A 14mm is a 14mm, if you are ok with a fixed focal length then it gets great reviews. But the 16-35 has alot of zoom range when you go from end to end while looking through the viewfinder, which may be a big benefactor in framing in your shot. I own a 16-35 (haven't had it long) and think it is a great lens, and is versatile being that it is both pretty sharp and can zoom. My personal opinion is go with the 16-35, 14 is very wide.


----------



## Axilrod (Apr 30, 2012)

Unless you're stacking multiple images the f/4 aperture of the 17-40 is going to hurt you for sure. It also kinda depends on where you live, don't expect to see much in the pictures if you live anywhere close to a major city, you really have to go somewhere incredibly dark. Either way both the 16-35 and 14L are great lenses, it just all depends on your situation. The 14L is $600 more than the 16-35mm and can feel a little too wide at times. It's definitely more of a specialty lens compared to the 16-35, but it's very sharp and ridiculously wide. I only bought the 14mm because I got an exceptionally good deal on it, but the 16-35 is still a great lens and well-suited for astrophotography, the f/2.8 will help quite a bit. I'd go for the 16-35, I don't know anyone that isn't happy with that lens.


----------



## peederj (Apr 30, 2012)

But the narrower DOF is just going to be sharp on a few light years' worth of stars!


----------



## epsiloneri (Apr 30, 2012)

*Lenses to shoot the Milky Way: Go with the EF 15/2.8 FE*

I'd definitely go with the EF 15/2.8 fisheye if you can find it, it is much cheaper and lighter than the EF 14/2.8L II (I have both), similar IQ, and better suited for the milky way, IMO. Great for northern lights, too. The f/2.8 instead of f/4.0 is important. Of course, it is a fisheye so special purpose, but the EF 14/2.8 is also extremely wide and about as special I would say. Most important is to find as dark skies as possible however, and from your travel plan it seems you can get away from artificial lights, which is great. But you said you're going in the middle of the summer, meaning the night will be short, so you'll have to make sure to get the stars during the darkest hour.


----------



## tron (Apr 30, 2012)

You will have to try to focus on a bright star and then put it to manual focus since on Canon lenses focusing to infinity is a problem.
Doable but annoying...
I have used a 16-35mm f/2.8 version 1 for exactly the same purpose. It had such comma at the edges that I had to crop. 

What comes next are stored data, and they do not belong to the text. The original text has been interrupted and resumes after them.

PR #8023, opened 2026-09-11
[BlockIO] Bounds-check batch dimensions of rank>2 descriptor block loads

### LINKED ISSUE #7922: [BLOCKIO] The TritonIntelGPULowerTo2DBlockLoad pass drops the boundary check for rank > 2 dim in block IO load lowering.
The PR https://github.com/intel/intel-xpu-backend-for-triton/pull/7897 fixes the stride issue for rank > 2 dim in lowering the block IO.

There is still issue the boundary check of the rank > 2 dim is ignored of the lowering as:
```
return {addrElem,        offsetX, offsetY, baseWidth, baseHeight,
              /*pred=*/Value()};
```

Need to fix that.

januszjah:
Fixes #7922

`Subgroup2DBlockLoadOpConversion::computeAddress` returned a null predicate
unconditionally, so batch dimensions were never bounds-checked. Batch offsets are
folded into the base pointer, which escapes the hardware's `base_width` x
`base_height` clamp, so an out-of-range batch index read out of bounds instead of
returning the descriptor's padding value. `pad_nan` was broken the same way, bounding
batch dimensions by the tile extent instead of the declared extent.

Adds `batch_offsets` and `batch_shapes` (both `Variadic<I32>`, arity `descRank - 2`)
to `ttig.2d_block_load`, used only for the predicate `index >= 0 && index < extent`;
the address computation is unchanged. Arity differs from `batch_strides`
(`resultRank - 2`), the difference being how many dimensions a rank-reducing load
dropped; those dropped dimensions are uniform across sub-tiles so their check is
emitted once. Rank-2 emits no batch operands and its codegen is unchanged.

Covered by lit assertions for rank-3, rank-4, mixed rank-reducing and `pad_nan`, two
verifier negative cases, producer checks, and an end-to-end `test_block_io.py` case
under both padding modes.

### DIFF
--- a/test/TritonIntelGPU/LowerTo2DBlockLoad/descriptor-load.mlir
+++ b/test/TritonIntelGPU/LowerTo2DBlockLoad/descriptor-load.mlir
@@ -78,6 +78,9 @@ module attributes {"ttg.num-ctas" = 1 : i32, "ttg.num-warps" = 8 : i32, "ttg.thr
 // COM: The result layout also spans the batch dim, so the op must additionally
 // COM: carry that dim's real stride in `batch_strides` — the surface params
 // COM: describe a single tile plane and cannot express it (issue #7882).
+// COM: Because the descriptor rank is > 2 the op also carries one `batch_offsets`
+// COM: and one `batch_shapes` entry per descriptor batch dim, to bound-check the
+// COM: batch axis (issue #7922).
 #dpas = #ttig.dpas<{repeatCount = 8, systolicDepth = 8, executionSize = 16, opsPerChan = 2, threadsPerWarp = 16, warpsPerCTA = [1, 4, 2], repCluster = [1, 1, 1], A = [8, 16], B = [16, 16], C = [8, 16]}>
 #dot0 = #ttg.dot_op<{opIdx = 0, parent = #dpas, kWidth = 1}>
 module attributes {"ttg.num-ctas" = 1 : i32, "ttg.num-warps" = 8 : i32, "ttg.threads-per-warp" = 16 : i32, ttig.support_2d_block_io} {
@@ -86,13 +89,17 @@ module attributes {"ttg.num-ctas" = 1 : i32, "ttg.num-warps" = 8 : i32, "ttg.thr
     %c1_i64 = arith.constant 1 : i64
     %c0_i32 = arith.constant 0 : i32
     %desc = tt.make_tensor_descriptor %arg0, [%arg1, %arg2, %arg3], [%arg4, %arg5, %c1_i64] : <f16>, <2x64x32xf16>
-    // CHECK: ttig.extract_desc
+    // CHECK: %[[SHAPE0:.*]] = ttig.extract_desc %{{.*}}[0] : <2x64x32xf16> -> i64
     // CHECK: %[[STRIDE0:.*]] = ttig.extract_desc %{{.*}}[3] : <2x64x32xf16> -> i64
     // CHECK: %[[BATCH_EXT:.*]] = arith.extsi %arg6 : i32 to i64
     // CHECK: %[[BATCH_OFF:.*]] = arith.muli %[[BATCH_EXT]], %[[STRIDE0]]
     // CHECK: %[[ADJ_PTR:.*]] = tt.addptr %{{.*}}, %[[BATCH_OFF]]
+    // CHECK: %[[SHAPE0_I32:.*]] = arith.trunci %[[SHAPE0]] : i64 to i32
     // CHECK: ttig.2d_block_load %[[ADJ_PTR]]
     // CHECK-SAME: batch_strides{{\[}}%[[STRIDE0]]{{\]}}
+    // CHECK-SAME: batch_offsets{{\[}}%arg6{{\]}}
+    // CHECK-SAME: batch_shapes{{\[}}%[[SHAPE0_I32]]{{\]}}
+    // CHECK-SAME: {row_major}
     %0 = tt.descriptor_load %desc[%batch_idx, %c0_i32, %c0_i32] {ttig.block_io = "row_major"} : !tt.tensordesc<2x64x32xf16> -> tensor<2x64x32xf16, #dot0>
     tt.return %0 : tensor<2x64x32xf16, #dot0>
   }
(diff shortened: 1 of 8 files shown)


third_party/intel/lib/TritonIntelGPUToLLVM/LoadStoreOpToLLVM.cpp
```diff
@@ -4581,6 +4583,50 @@ struct Subgroup2DBlockLoadOpConversion
...
+        std::max(blockRowIdx, blockColIdx) != rank - 1)
+      return failure();
+
+    // Descriptor batch dimensions the result layout does not span, because a
+    // rank-reducing load dropped them. They are the leading entries of
+    // `batch_offsets`/`batch_shapes`, so descriptor batch dimension
+    // `rankDelta + d` corresponds to result batch dimension `d`.
+    unsigned rankDelta = batchOffsets.size() - batchStrides.size();
+
+    auto andPred = [&](Value acc, Value pred) -> Value {
```
chengjunlu, line 4608: There is a common helper `maybeAnd` for and predict.

third_party/intel/lib/TritonIntelGPUToLLVM/LoadStoreOpToLLVM.cpp
```diff
@@ -4581,6 +4583,50 @@ struct Subgroup2DBlockLoadOpConversion
...
+      return acc ? Value(b.and_(acc, pred)) : pred;
+    };
+
+    // A batch index is folded into the base pointer, so it escapes the
+    // hardware's base_width x base_height clamp and needs an explicit check.
+    // Compare signed: a negative descriptor index is out of bounds, and an
```
chengjunlu, line 4614: Why need signed compare?

test/TritonIntelGPU/LowerTo2DBlockLoad/descriptor-load.mlir
```diff
@@ -86,13 +89,17 @@ module attributes {"ttg.num-ctas" = 1 : i32, "ttg.num-warps" = 8 : i32, "ttg.thr
     %c1_i64 = arith.constant 1 : i64
     %c0_i32 = arith.constant 0 : i32
     %desc = tt.make_tensor_descriptor %arg0, [%arg1, %arg2, %arg3], [%arg4, %arg5, %c1_i64] : <f16>, <2x64x32xf16>
-    // CHECK: ttig.extract_desc
+    // CHECK: %[[SHAPE0:.*]] = ttig.extract_desc %{{.*}}[0] : <2x64x32xf16> -> i64
     // CHECK: %[[STRIDE0:.*]] = ttig.extract_desc %{{.*}}[3] : <2x64x32xf16> -> i64
     // CHECK: %[[BATCH_EXT:.*]] = arith.extsi %arg6 : i32 to i64
     // CHECK: %[[BATCH_OFF:.*]] = arith.muli %[[BATCH_EXT]], %[[STRIDE0]]
     // CHECK: %[[ADJ_PTR:.*]] = tt.addptr %{{.*}}, %[[BATCH_OFF]]
+    // CHECK: %[[SHAPE0_I32:.*]] = arith.trunci %[[SHAPE0]] : i64 to i32
```
chengjunlu, line 97: Do we have to truncate the shape to i32 type?

chengjunlu:
Basicaly looks good to me. Just add some minor questions.

third_party/intel/lib/TritonIntelGPUToLLVM/LoadStoreOpToLLVM.cpp
januszjah: Right, applied.

third_party/intel/lib/TritonIntelGPUToLLVM/LoadStoreOpToLLVM.cpp
januszjah: `ult` alone lets a negative *extent* straight through, and nothing on this path stops one
getting here - measured a 65536-element OOB read on PVC. LLVM also folds the pair down to a
single `ult` on its own wherever that's safe, so it's free in practice.

<details>
<summary>agent dump</summary>

The two forms differ in exactly one case: a negative extent. A negative index is rejected
either way, so that half isn't the argument.

Nothing enforces a non-negative extent here — `MakeTensorDescOp` has no verifier, the
frontend only documents "non-negative integers" in a docstring, and the shapes arrive as
runtime `i32` kernel arguments, so no verifier could prove it anyway. Only a runtime check
can. With extent `-1`, `icmp ult %index, %extent` becomes `ult %index, 0xFFFFFFFF`, true for
every ordinary index, so the whole tile loads. Measured on PVC: the single `ult` reads 65536
elements past the declared shape, the signed pair returns the descriptor's padding for the
whole tile. Same binary otherwise, happy to share the repro.

On cost, LLVM already applies your optimisation where it's sound. Known non-negative
constant extent: it folds `sge %i, 0` + `slt %i, %n` into one `ult` itself. Provably
non-negative index: it drops the `sge`. Both compares only survive when neither sign is
statically known, which is exactly the case that needs them, so writing `ult` by hand makes
the fold unconditional including there.

Precedent: `buildMaskForTensorLoad` in this same file already pairs `icmp sge %idx, 0` with
`icmp slt %idx, %shape` for the same job, and `triton-lang/triton`'s reference interpreter,
the golden model for descriptor OOB, computes `masks & (0 <= off) & (off < shape)`.

To be fair on scope, `ult` here wouldn't be a regression against `main` — the predicate used
to be `Value()`, so a negative extent leaked regardless. The signed pair is a strict
improvement, not a rescue.

You were right to look twice at that spot though: my comment justified the signedness badly
and I've rewritten it. It claimed an overflowing sum "wraps negative rather than becoming
spuriously in range", which doesn't hold — `INT32_MAX + (INT32_MAX + 2)` wraps to `0`, and
both forms accept that.

If you'd rather not pay two compares per sub-tile, the equivalent cheaper form is to check
the extent's sign once per dimension and use `ult` per sub-tile:
`and(icmp sge %extent, 0, icmp ult %index, %extent)`, first half loop-invariant. Happy to
switch, I just went with what this file already does.

</details>

test/TritonIntelGPU/LowerTo2DBlockLoad/descriptor-load.mlir
januszjah: That trunc isn't new, it's the existing `toI32` the pass already uses for `base_width` /
`base_height` / `base_pitch`, and it's lossless.

<details>
<summary>agent - longer version</summary>

`batch_shapes` is `I32` in the op definition, like `offset_x` / `offset_y`, so it goes
through the same conversion rather than introducing a new width decision. Lossless because
`tt.make_tensor_descriptor` declares the shapes as `i32` and `TensorDescOpsToLLVM`
sign-extends them into the descriptor's `i64` fields, so this just recovers the original.

</details>

chengjunlu (approved):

In addition even 2.8 is not enough if you dream of low ISOs. I used astrotrac and I was able to use shutter speeds of up to 8minutes (ISO was set to 400 and 800)


----------



## tron (Apr 30, 2012)

Other lens choices could be:

1. a Zeiss 21mm f/2.8 (I have one, it is very good and no more focusing to infinity problems).
2. a Canon 24mm f/1.4L II


----------



## aznable (Apr 30, 2012)

just take a look to the exif of photos of milky way...it's seems that everyone is using 2.8 high iso with long exposure time, su bumping to f/4.0 would force you to double the iso to get the same quantity of light.

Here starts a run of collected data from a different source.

PR #8026, opened 2026-09-11
[CI] Run SGLang benchmarks on max1100 instead of max1550

wdziurdz:
The max1550 machines are failed, so every PR touching scripts/sglang queued a benchmarks job that could never be scheduled, and the nightly run never started. Switches the PVC workflow, the on-label job and the sglang-benchmarks.yml default to max1100.


januszjah (approved):
when squashing please write in commit comment 'why' we change that, otherwise ok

both the lenes you want to try are sharper than 17-40 anyway but they costs a lot


----------



## NWPhil (Apr 30, 2012)

look at this first:

http://www.photokaboom.com/photography/learn/tips/121_stars_star_trails.htm


----------



## dpayne1 (Apr 30, 2012)

I would also recommend the Sigma 15mm f2.8 fisheye. At ~$600 it is much cheaper than the Canon 14mm.
See a recent shot here:
http://www.flickr.com/photos/dpayne1/7103879039/#in/photostream/lightbox/

I also use the Tokina 16-28 f2.8 
http://www.flickr.com/photos/dpayne1/6275856418/#in/set-72157622598215723/lightbox/

and the Canon 24mm f1.4
http://www.flickr.com/photos/dpayne1/5274394251/#in/set-72157622598215723/lightbox/


----------